The two failed revolutions launched by the Janatha Vimukthi Peramuna (JVP) went outside the box. Yet they did not represent the freedoms of expression, religion, movement and other fundamental human rights as promulgated in the UN Declaration of Human Rights. Rohana Wijeweera, how effective a public speaker he was, how original a grassroots-level organizer he was and how dedicated a leader he was, his solution to the country’s burning issues is not acceptable at any time and in any given context. The failed coup d’états too constituted an alien concept for our lethargic nation. A military takeover of government is too alien a concept for our country.
In any context, we simply cannot give up our fundamental democratic freedoms and democratic system of government. Yet the sculpture of our Constitution should be along the lines of secularity. The priceless value of a secular constitution could be gauged only by testing it in a situation of chaotic community conflict. India is the greatest example in this. India has many religions and even more languages and ethnic varieties. Its main religion is Hinduism and language is Hindi. Yet it has a secular constitution. That constitution has sustained democracy in the most gruesomely violent times and amidst Muslim-Hindu riots. The Federal Constitution of India has contributed greatly towards that sustenance of democracy. Pros and cons of a federal constitution may be discussed without ungraciously discarding it. That is thinking outside the box.
Generations-old and archaic prejudices have killed our passion and curiosity. Those prejudices may be based on religion and language; they may be based on mythical superiority of a race; it may be based on a mythical belief that we are descendants of ‘Aryan’ race. On the other hand, Tamils in the North might passionately believe in Valmiki’s epic poem Ramayana. These prejudices are totally responsible for the corrupting of our collective soul and they have lessened our passion. If one needs to advance with the advancing world, one need to have that passion; the passion to be original, the passion to be daring, the passion to be uncomfortable with what is intensely wrong. The measure of a pioneer is not really venturing out, but sustaining the original passion and keeping going come what may. It is that passion that we are missing today. When passion dies, however much one tries to advance, the forward movement becomes more of a staggering crawl rather than an ecstatic gallop. When the excitement is absent, the expected gallop becomes once again a crawl and eventually a complete halt.

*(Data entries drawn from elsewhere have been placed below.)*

PR #687, opened 2020-07-29
Bump gateway for OOI

TomAugspurger:
Staging is currently deployed with dask-gateway 0.8.0 which unfortunately includes a breaking change for starting up workers (my bad). So we require dask-gateway>=0.8.0 in the worker images. cc @tjcrone.

@scottyhq can you confirm: does anything else in the `deployments/ooi/image/binder/` directory do anything (the environment.yaml file, etc.) since the Docerfile is using `pangeo/pangeo-notebook` rather than `pangeo/base-image`?


TomAugspurger:
Answering my own question: they do seem to be applied still. I must have misunderstood.

scottyhq:
@tjcrone - what are your plans for the ooi image? i remember you mentioning you might build it separately in a different repo?

deployments/ooi/image/binder/Dockerfile
```diff
@@ -1,5 +1,5 @@
 # Note that there must be a tag
-FROM pangeo/pangeo-notebook:afe4262
+FROM pangeo/pangeo-notebook:2020.07.28
```
scottyhq, line 2: this should be `pangeo/base-image:2020.07.28` if you want to manage your own environment.yml etc

TomAugspurger:
I'd like to proceed with this. I think it's the smallest change that will get everyone to dask-gateway 0.8, so that we can deploy prod.

TomAugspurger:
The helm chart refactor that I'm pushing through is going to require dask-gateway>=0.8.0, so I'm going to go ahead with this soon and then do a staging -> prod merge.

PR #706, opened 2020-08-31
add ml image to gcp

### LINKED ISSUE #700: Bring ML image to gcp cluster?
The AWS cluster has a "ML Notebook" image, which points to https://github.com/pangeo-data/pangeo-docker-images/tree/master/ml-notebook. The GCP cluster does not. But many GCP users (e.g. @anirban89) want to do ML from GCP.

Is it as simple as adding this image to the profile list?

rabernat:
closes #700 

cc @anirban89

### DIFF
--- a/deployments/gcp-uscentral1b/config/common.yaml
+++ b/deployments/gcp-uscentral1b/config/common.yaml
@@ -82,8 +82,8 @@ daskhub:
                     'image': 'pangeo/ml-notebook:master',
                     'cpu_limit': 2,
                     'cpu_guarantee': 1,
-                    'mem_limit': '8G',
-                    'mem_guarantee': '4G',
+                    'mem_limit': '16G',
+                    'mem_guarantee': '12G',
                 }
             },
           ]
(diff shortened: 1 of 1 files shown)


deployments/gcp-uscentral1b/config/common.yaml
```diff
@@ -75,6 +75,17 @@ daskhub:
                     'mem_guarantee': '12G',
                 }
             },
+            {
+                'display_name': 'ML Image - Large (12 GB - 16 GB)',
```
TomAugspurger, line 79: I think this doesn't align with the memory limits below.

TomAugspurger:
Thanks!

rabernat:
Ok this works. But I realized that the ml image doesn't have Keras! 🤦

TomAugspurger:
In the meantime, @anirban89, does using `tf.keras` work for you?

rabernat:
Actually keras works. You just have to import it from tensorflow!

```python
from tensorflow import keras
```

PR #709, opened 2020-09-01
Update image target

TomAugspurger:
xref #707


TomAugspurger:
OK, this one fixed it.

PR #720, opened 2020-09-02
Update OOI base image

tjcrone:


tjcrone:
@salvis2 Looks like we are both debugging our deployments at the same time. I suspect this will work fine if we merge our own commits at will here, but please let me know if you would like me to wait until you are finished. Thanks!

salvis2:
I will leave it for a bit. Hack away!

tjcrone:
Okay @salvis2 I'm done merging to this repo for the evening. Thank you!

PR #736, opened 2020-09-17
Up timeout to 1200 and update hubploy

salvis2:
Suggestion from @tjcrone

### DIFF
--- a/.circleci/config.yml
+++ b/.circleci/config.yml
@@ -198,7 +198,7 @@ jobs:
           when: always
           no_output_timeout: 1200
           command: |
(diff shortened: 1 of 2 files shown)


tjcrone:
I think you timed out "waiting for the condition". That means that Helm timed out, not the CI output timeout. Add the timeout also to the hubploy deploy command.

tjcrone:
If something else is going on, increasing the timeout may not fix this. I can take a closer look later this afternoon. Sorry for not being able to dig into this right now.

salvis2:
Thank you for looking at all! Moving too fast this morning and missing both instances of `1200`.

PR #739, opened 2020-09-17
staging -> prod

TomAugspurger:


tjcrone:
Not sure I'm understanding this:
```
Error: rendered manifests contain a resource that already exists. Unable to continue with install: existing resource conflict: namespace: , name: ooi-prod-grafana, existing_kind: policy/v1beta1, Kind=PodSecurityPolicy, new_kind: policy/v1beta1, Kind=PodSecurityPolicy
```
There is nothing with this name in an unnamed namespace. That may be the clue.

tjcrone:
I think it may be this: https://github.com/pangeo-data/pangeo-cloud-federation/blob/c7f801b0ebeef0d8f79ab480c32e86862c25f3c6/deployments/ooi/config/prod.yaml#L26
I often delete OOI staging because I don't need it hanging around. Is there a way to make the deployments independent of one another?

TomAugspurger:
> There is nothing with this name in an unnamed namespace. That may be the clue.

That may be an artifact of CircleCI trying to strip sensitive values from the output log. Or we could legitimately be trying to install into a blank namespace, but I think we would have gotten an error earlier.

The grafana stuff is to support dashboards like http://grafana.us-central1-b.gcp.pangeo.io/grafana/d/a_khcwhWk2/dask-2?orgId=1&refresh=5s. I don't see an nginx-ingress, so I suspect that none of it is working. I'll disable metrics entirely on OOI for now, but we can reenable them later if you want.

tjcrone:
Okay that looks neat but I'm okay not having that for now. I see that you disabled it. That works for me. Thanks!

PR #751, opened 2020-09-23
Remove prod monitoring deployment

salvis2:
The last `prod` deployment failed on AWS, surprisingly: https://app.circleci.com/pipelines/github/pangeo-data/pangeo-cloud-federation/1365/workflows/07fdcc01-1446-409c-a963-1a10d9b912f2/jobs/1526. Thanks @JessicaS11 for the heads-up.

Error logs show:

```
Too long with no output (exceeded 20m0s): context deadline exceeded
```

Looking at the cluster on the command line, I see there are `prometheus-operator`-related pods on `prod` now. They have been there for 5d 19h. These should not be there. The `hub` pod is `PENDING` and the core node has 83% cpu requests, so I'm guessing it's just too full.

I have a couple commits in here to remove config that involved `prometheus-operator`. I had assumed we would do a deployment for both `staging` and `prod` but this was not the case. The config I removed was useful _if_ there was going to be a `prod` monitoring deployment but we are holding off on that for now. Removed hosts and grafana admin password. I'm wondering if specifying anything in those "activated" a full `prometheus-operator` deployment.

@TomAugspurger thoughts?


salvis2:
I will delete all the `prometheus-operator` resources in `prod` to get the hub up in the short term. Hopefully this PR fixes the reason that they showed up at all.

salvis2:
Realized @TomAugspurger did this for OOI: https://github.com/pangeo-data/pangeo-cloud-federation/commit/33114ce014f0356076662d8ad7c21868a109f8f9 so I matched it for AWS in the last commit.

TomAugspurger:
Thanks!

PR #774, opened 2020-10-06
Correct build action

salvis2:
So the `build` action is broken. The error right now is roughly:

```
fatal: Invalid symmetric difference expression ee370dc0c3dc2512bad460e0798d6f82d0d58726...HEAD
[...]
subprocess.CalledProcessError: Command '['git', 'diff', '--name-only', 'ee370dc0c3dc2512bad460e0798d6f82d0d58726...HEAD', '--', '/github/workspace/deployments/icesat2/image']' returned non-zero exit status 128.
```

As far as I can tell, this is supposed to mean that `git diff` couldn't find one of the referenced commits. Since we only specify one (the other is `HEAD`), it can't find the only commit hash we provide. I put a step (`Check git log`) into the GitHub Action:

```
git log -n 5
```

to get the last 5 commits. As seen in the Action [here](https://github.com/salvis2/pangeo-cloud-federation/actions/runs/291951994), all I get back is

```
Run git log -n 5
commit 88af23aa956f3f7e6ed501063acbf53487dccc30
Author: Sebastian Alvis <sebialvis@gmail.com>
Date:   Tue Oct 6 11:13:07 2020 -0700

    Check git log to see if it has the commit history
```

So it doesn't have any of the history beyond what I just gave it? I'm setting up this PR to track my work in fixing this. Maybe the PR will find more commits.

### DIFF
--- a/.github/workflows/build-aws-image.yaml
+++ b/.github/workflows/build-aws-image.yaml
@@ -23,6 +23,8 @@ jobs:
     runs-on: ubuntu-latest
     steps:
       - uses: actions/checkout@v2
+        with:
+          fetch-depth: 0
       #- uses: docker://yuvipanda/hubploy:20200826083951674280
       #  name: Unlock git-crypt Secrets
       #  env:
--- a/.github/workflows/build-aws-image.yaml
+++ b/.github/workflows/build-aws-image.yaml
@@ -3,7 +3,6 @@ on:
   push:
     branches:
       - staging
-      - correct-build-action
       #- prod
     paths:
       - 'deployments/icesat2/image/binder/*'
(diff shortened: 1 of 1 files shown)


salvis2:
Okay, I've currently enabled the GitHub Action to see all tags and branches [with this info](https://github.com/marketplace/actions/checkout#fetch-all-history-for-all-tags-and-branches) so that it can always find any commit that it needs to find commit ranges. @scottyhq @TomAugspurger do you think this is fine behavior? I can try to restrict it a bit more if we want but I'd have to dig in a bit.

I need to clean up the PR but it's looking done otherwise.

scottyhq:
> so that it can always find any commit that it needs to find commit ranges. @scottyhq @TomAugspurger do you think this is fine behavior?  

Seems good to me! feel free to merge

PR #784, opened 2020-10-09
Add git-crypt step back into build action

salvis2:
Should fix the problem here: https://github.com/pangeo-data/pangeo-cloud-federation/pull/781#issuecomment-706307046


salvis2:
Recalling this comment: https://github.com/pangeo-data/pangeo-cloud-federation/pull/754#issuecomment-703973995

Forks can't read the `GIT_CRYPT_KEY` secret and thus the error, but we should be fine to merge.

PR #1095, opened 2024-02-04
that would be nice

wxwisiasdf:


src/gui/topbar_subwindows/gui_production_window.hpp
```diff
@@ -1019,15 +1019,18 @@ class production_factory_info_bounds_window : public window_element_base {
...
 			auto ptr = make_element_by_type<production_factory_info>(state,
 					state.ui_state.defs_by_name.find("factory_info")->second.definition);
 			ptr->index = factory_index;
-			ptr->base_data.position.x = factory_index * ptr->base_data.size.x;
+			ptr->base_data.position.x = (factory_index % 8) * ptr->base_data.size.x;
+			ptr->base_data.position.y += (factory_index / 8) * (ptr->base_data.size.y - 26);
 			infos.push_back(ptr.get());
 			add_child_to_front(std::move(ptr));
 		}
+		base_data.size.y += state.ui_defs.gui[state.ui_state.defs_by_name.find("factory_info")->second.definition].size.y * (uint8_t(state.defines.factories_per_state) / 8);
```
schombert, line 1033: this will always increase the size, even when the number of factories per state is left at the default value

schombert:
Also, things are going to round down. 10 factories will end up with the same space as 8. Test both the default 8 factories and 10 factories to make sure that everything is working as expected.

We as a nation has come to that: an unthinkable moral lethargy and cultural vacuum. Throw the Mahawamsa and Ramayana out the window. Both these national biographies may have outlived their usefulness. The decay of our culture has set in and it’s progressing rapidly. The effects may not be manifest now or tomorrow or day after; may not be in a year or two; but in five years’ time when our children look back at the society we have left behind, it will be unrecognizable. An amoral, uncultured bundle of humanity in search of its own identity would be meandering along hazy streets and smoke-filled board rooms. They would not know the difference between a well-cultured society and one without the nuanced measures of the human spirit. For they have not seen or experienced it.